Unlike Venezuela’s former president, Khamenei is not named in U.S. criminal indictments. But according to Justice Department filings in 2024, intelligence units of Iran’s Islamic Revolutionary Guard Corps— which report directly to the Supreme Leader—were involved in plots to assassinate Trump.
Read more: The Danger of the Maduro Model for Iran
Why is the U.S. against Iran?
Before 1979, Iran and the United States were close allies, as was Israel. That relationship ended with the Islamic Revolution, whose leaders defined the new Islamic Republic in opposition to what they saw as Western domination, embodied by the U.S. and its support for the Pahlavi monarchy. American hostility hardened after Iranian students seized the U.S. Embassy in Tehran and held American diplomats hostage for 444 days.

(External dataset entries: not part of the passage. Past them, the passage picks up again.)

PR #897, opened 2022-12-13
[GH-604]: Feature to create a subscription template for Jira subscriptions.

Kshitij-Katiyar:
**Summary** 

- This PR added the feature to create subscription templates and use them to create Jira subscriptions. So if a Mattermost user needs to create each channel subscription from scratch. This can be cumbersome, especially when there is plenty of duplicated settings across subscriptions. Now, we can instead have a subscription template feature that allows us to create a shell for a subscription, which can then be selected when creating a new subscription.
- Each template is associated with a given Jira project. This is because each project's issue schemas can be a bit different, which is why we have associated subscriptions to a single project.
- This PR contains all the changes from [Pr #783](https://github.com/mattermost/mattermost-plugin-jira/pull/783) So this PR alone is enough to fix this issue so we can close [Pr #783](https://github.com/mattermost/mattermost-plugin-jira/pull/783) afterward.

**Issue** 

- Fixes https://github.com/mattermost/mattermost-plugin-jira/issues/604
- [Pr #783](https://github.com/mattermost/mattermost-plugin-jira/pull/783)


hanzei:
Let's put this in the icebox as it will conflict with other work

mickmister:
@Kshitij-Katiyar Can you please provide some screenshots of this PR in action?

Kshitij-Katiyar:
@mickmister Some screenshots of the feature 
Screenshot from 2023-09-13 17-46-57
Screenshot from 2023-09-13 17-48-43
Screenshot from 2023-09-13 17-49-01
Screenshot from 2023-09-13 17-49-15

The two countries did made tentative overtures in the late 1990s, when Iranians were electing politicians on promises of greater personal freedom and openness. But Khamenei and fellow conservatives used the powerful levers of clerical rule to derail the Reform movement. Its last gasp was in 2009, when a Reformist president who had clearly won the election was placed under house arrest instead of sworn into office. In protest, hundreds of thousands of Iranians went into the streets and were confronted by security forces with batons and shotguns.